RM: La crise à l’ISFM n’est pas terminée, mais nous espérons effectivement être sur la bonne voie. Je me réjouis surtout de pouvoir à nouveau investir plus de temps dans l’amélioration des conditions de la formation médicale postgraduée.

SB: Un autre sujet phare de l’asmac est la semaine de 42+4 heures. Nous tenons à ce qu’elle continue de faire son chemin, notamment parce qu’elle permet d’aborder simultanément plusieurs revendications de l’asmac.

La crise des titres à l’ISFM

La situation concernant les délais d’attente pour l’octroi des titres de spécialistes à l’Institut suisse pour la formation médicale postgraduée et continue (ISFM) s’est nettement détériorée depuis l’été: le délai d’attente est d’environ douze mois. Le préjudice pour les médecins concernés par ces délais excessivement longs est grand: la carrière est bloquée et les médecins concernés subissent un préjudice financier résultant des augmentations de salaire manquées.
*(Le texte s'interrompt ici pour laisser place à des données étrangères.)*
PR #8425, opened 2023-03-10
sql: properly check fieldno in sql.c

### LINKED ISSUE #8418: SQL SELECT from _space could lead to assertion
Reproducer:
```
box.execute([[SELECT "owner", "id" FROM "_space" WHERE "owner" = 1;]])
```

Result:
```
tarantool> box.execute([[SELECT "owner", "id" FROM "_space" WHERE "owner" = 1;]])
tarantool: ./src/box/tuple_format.h:305: tuple_format_field_by_path: Assertion `fieldno < tuple_format_field_count(format)' failed.
Aborted (core dumped)
```

ImeevMA:
Tuples that have been inserted into system spaces after the _space definition has been inserted into _space have the same format as the space into which they were inserted. However, previously inserted tuples have an incomplete tuple format with parts missing. One piece that is missing information is the JSON token, which is used to determine the number of fields.

The tarantoolsqlIdxKeyCompare() function contains the correct checks for the case when the number of fields from the format is equal to or less than the fieldno field, but uses tuple_format_field() before this check, resulting in an assertion.

This patch forces tarantoolsqlIdxKeyCompare() to call tuple_format_field() only after checking that fieldno is less than field_count.

Closes #8418

NO_DOC=Bugfix in debug.

### DIFF
--- a/changelogs/unreleased/gh-8418-asserton-on-select-from-_space.md
+++ b/changelogs/unreleased/gh-8418-asserton-on-select-from-_space.md
@@ -1,0 +1,4 @@
+## bugfix/sql
+
+* Fixed an assertion when selecting tuples with incomplete internal
+  format (gh-8418).
--- a/src/box/sql.c
+++ b/src/box/sql.c
@@ -794,9 +794,11 @@ tarantoolsqlIdxKeyCompare(struct BtCursor *cursor,
 		}
 
 		if (fieldno != next_fieldno) {
-			struct tuple_field *field =
-				tuple_format_field(format, fieldno);
-			if (fieldno >= field_count ||
+			struct tuple_field *field = NULL;
+			if (fieldno < field_count)
+				field = tuple_format_field(format, fieldno);
+
+			if (field == NULL ||
 			    field->offset_slot == TUPLE_OFFSET_SLOT_NIL) {
 				/* Outdated field_map. */
 				uint32_t j = 0;
--- a/test/sql-luatest/gh_8418_select_lead_to_assertion_test.lua
+++ b/test/sql-luatest/gh_8418_select_lead_to_assertion_test.lua
@@ -1,0 +1,20 @@
+local server = require('luatest.server')
+local t = require('luatest')
+
+local g = t.group()
+
+g.before_all(function()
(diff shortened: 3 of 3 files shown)


Gerold103 (commented):
Thanks for the patch! It would be nice the explain in the commit message why is it done, not what is done. How is it possible that a named field number was beyond the tuple format?

Gerold103 (approved):
Thanks for the fix!

src/box/sql.c
```diff
@@ -794,8 +794,10 @@ tarantoolsqlIdxKeyCompare(struct BtCursor *cursor,
 		}
 
 		if (fieldno != next_fieldno) {
-			struct tuple_field *field =
-				tuple_format_field(format, fieldno);
+			struct tuple_field *field = NULL;
+			if (fieldno < field_count)
+				field = tuple_format_field(format, fieldno);
+
 			if (fieldno >= field_count ||
```
locker, line 801:
```suggestion
			if (field == NULL ||
```

locker (approved):

changelogs/unreleased/gh-8418-asserton-on-select-from-_space.md
```diff
@@ -0,0 +1,4 @@
+## bugfix/sql
+
+* Fixed assertion when selecting from '_space' using 'owner' field in
+  WHERE (gh-8418).
```
p7nov, line 4:
```suggestion
* Fixed an assertion when selecting from `_space` using the `owner` field in
  `WHERE` (gh-8418).
```

p7nov (approved):

changelogs/unreleased/gh-8418-asserton-on-select-from-_space.md
ImeevMA: Thank you for the review! I changed changelog a bit.

p7nov (approved):

src/box/sql.c
ImeevMA: Thank you for the review and suggestion! Fixed.

locker (approved):

locker:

La Chambre médicale a adopté des mesures importantes le 6 novembre 2025 sur la base des propositions déposées par l’asmac. La FMH soutient l’ISFM dans ses efforts pour réduire au plus vite la durée de traitement des demandes de titre, également en mettant à disposition des ressources en personnel. La FMH et l’ISFM travaillent ensemble à l’amélioration de la communication avec les médecins requérants et vis-à-vis du public. La Chambre médicale recommande par ailleurs à l’ISMF d’accorder une réduction temporaire des émoluments de 50% pour les médecins concernés, s’ils ont obtenu leur titre après le 1er janvier 2025 et attendu plus de six mois pour l’obtenir. Cette recommandation a été adoptée sans opposition lors de la séance du comité de l’ISFM du 20 novembre 2025. Le rabais de 50% sur les émoluments peut donc être mis en œuvre. Vous trouverez de plus amples informations sur l’état actuel et la marche à suivre dans le communiqué de l’ISFM, et sur le site web de l’ISFM, qui comprend désormais aussi une FAQ complète pour les médecins requérants concernés.